Deduction in uncertain worlds.

Motivated by reasoning in distributed environments in which disagreements arise between different actors, we study in [17] deduction (captured by datalog programs) in the presence of inconsistencies (induced by functional dependency (FD) violations). We adopt an operational semantics for datalog with FDs based on inferring facts one at a time, while never violating the FDs. This yields a set of possible worlds that we capture by c-tables of possibly exponential size. We propose to use probabilities to measure this nondeterminism and define a probabilistic semantics that can be captured by probabilistic conditional tables. Not surprisingly, we show that computing the probability of a query answer in our setting is expensive, which leads us to introduce a sampling algorithm to estimate answer probabilities. We then turn our attention to the problem of explaining why a particular answer holds. This leads us to consider two novel notions: the most influential extensional facts, and the most likely proofs for an answer. We study algorithms for ranking facts and proofs based on their contribution to the derivation of an answer. Finally, we consider how our framework can be adapted to a distributed setting, and in particular, how sampling can be performed in a distributed manner.

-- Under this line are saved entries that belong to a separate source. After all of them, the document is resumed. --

PR #153, opened 2020-11-29
Interlaced Canvas Graphics

rogeralsing:
Proof of Concept PR for interlaced graphics.
The idea is that Canvas has a `CanvasRenderMode` which decides if it renders using a full ' ' space block, or if it uses a '▄' char with fore and back-color to get two pixels in one char.

No idea if this is something that is of value for the project, but it was fun to play with :-)

**Before:**
Skärmavbild 2020-11-29 kl  18 46 05

**After:**
Skärmavbild 2020-11-29 kl  18 58 43

### DIFF
--- a/examples/Canvas/Program.cs
+++ b/examples/Canvas/Program.cs
@@ -24,12 +24,21 @@ namespace CanvasExample
             });
 
             image.MaxWidth(32);
-            Render(image, "Image from file (16 wide)");
+            Render(image, "Image from file (32 wide)");
 
-            // Draw image again, but without render width
-            image.NoMaxWidth();
-            image.Mutate(ctx => ctx.Grayscale().Rotate(-45).EntropyCrop());
-            Render(image, "Image from file (fit, greyscale, rotated)");
+
+            var image2 = new CanvasImage("cake.png", CanvasRenderMode.Interlaced);
+
+            // Draw image without render width
+            image2.NoMaxWidth();
+            image2.BilinearResampler();
+            image2.Mutate(ctx => ctx.Grayscale().Rotate(-45).EntropyCrop());
+            image2.Mutate(c =>
+            {
+                var (width, height) = c.GetCurrentSize();
+                c.Resize(width / 2, height);
+            });
+            Render(image2, "Image from file (fit, greyscale, rotated)");
         }
 
         private static void Render(IRenderable canvas, string title)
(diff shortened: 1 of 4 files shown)


src/Spectre.Console/Widgets/Canvas.cs
```diff
@@ -81,6 +84,16 @@ protected override Measurement Measure(RenderContext context, int maxWidth)
 
         /// <inheritdoc/>
         protected override IEnumerable<Segment> Render(RenderContext context, int maxWidth)
+        {
+            return RenderMode switch
```
patriksvensson, line 88: We need to take into account if the console doesn't support Unicode here or is a Windows legacy console, and not use interlaced mode in that case.

```csharp
if(!context.Unicode || context.LegacyConsole) {
   // ...
}
```

src/Spectre.Console/Widgets/Canvas.cs
```diff
@@ -35,17 +35,20 @@ public sealed class Canvas : Renderable
         /// <summary>
         /// Gets or sets the pixel width.
         /// </summary>
-        public int PixelWidth { get; set; } = 2;
+        public int PixelWidth { get; set; } = 1;
```
patriksvensson, line 38: `PixelWidth` should default to `2`

examples/Canvas/Program.cs
```diff
@@ -14,15 +14,31 @@ public static void Main()
...
+            image2.Mutate(ctx => ctx.Grayscale().Rotate(-45).EntropyCrop());
+            image2.Mutate(c =>
+            {
+                var (width, height) = c.GetCurrentSize();
+                c.Resize(width / 2, height);
+            });
+            Render(image2, "Image from file (fit, greyscale, rotated)");
         }
 
         private static void Render(IRenderable canvas, string title)
```
patriksvensson, line 44: Can we leave the example as-is for now?

patriksvensson (changes requested):
A very cool feature. Left a couple of comment that needs to be fixed (together with the warnings and errors) before it can be merged.

Great job!

rogeralsing:
Maybe it would make more sense to have a ICanvasRenderer interface instead of the RenderMode enum?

Access rights in a distributed setting.

We started considering access right issues in Webdamlog. This is related to specifying access right on views in standard databases. There is also the issues of controlling rules that are run locally but were specified by other peers.

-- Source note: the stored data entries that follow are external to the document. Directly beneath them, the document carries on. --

PR #181, opened 2020-12-24
Fix nullability in type conversion

SimonCropp:


src/Spectre.Console/Internal/TypeConverterHelper.cs
```diff
@@ -1,55 +1,29 @@
...
             {
                 result = default;
                 return false;
             }
         }
-
-        public static TypeConverter GetTypeConverter<T>()
-        {
-            var converter = TypeDescriptor.GetConverter(typeof(T));
-            if (converter != null)
```
SimonCropp, line 33: TypeDescriptor.GetConverter doesnt return null. so this method is redundant

src/Spectre.Console/Internal/TypeConverterHelper.cs
```diff
@@ -1,55 +1,29 @@
...
-        public static bool TryConvertFromString<T>(string input, [MaybeNull] out T result)
+        public static bool TryConvertFromString<T>(string input, [NotNullWhen(true)] out T? result)
         {
             try
             {
-                result = (T)GetTypeConverter<T>().ConvertFromInvariantString(input);
-                return true;
+                var converter = TypeDescriptor.GetConverter(typeof(T));
+                result = (T?)converter.ConvertFromInvariantString(input);
+                return result != null;
```
SimonCropp, line 20: checking result for null here means we can `NotNullWhen(true)` for the out. so calling methods can use the result without an extra null check

patriksvensson:
@SimonCropp I've rebased this branch against upstream for you, waiting for CI to pass

patriksvensson (approved):
LGTM!

src/Spectre.Console/Internal/TypeConverterHelper.cs
patriksvensson: This method is actually needed. We're not only getting the TypeConverter for the explicit type, but we also check the type if it has a `TypeConverterAttribute` assigned and instantiate that one otherwise.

Incomplete information in Web data.

Incomplete information often arises from the integration of different Web data sources, as well as from the exchange of data between communicating Web applications. The semantics of incompleteness (i.e. which possible complete databases are represented by an incomplete one) depends on the context and the particular scenario where incompleteness raises from. We have studied how to deal with the presence of incomplete information under different possible semantics. We have in particular studied in which condition it is possible to query incomplete data “naively", i.e. as if it were complete. We have exhibited “natural" fragments of first order logic for which naive evaluation is possible, under different semantics.

Graph data management.

Graph structured data can be found in new emerging applications such as RDF and linked data, or social networks. The peculiarity of queries over graphs is that they are interested in both data carried by the graph and in the graph topology; they are often based on reachability patterns. In a distributed setting it is very common to be able to query only a partial description or a "view" of the graph. We studied the problem of answering queries using only the information provided by the views. The presence of a form of recursion in views and queries presents new challenges. We found restricted classes of graph views and queries that allow efficient query answering over views.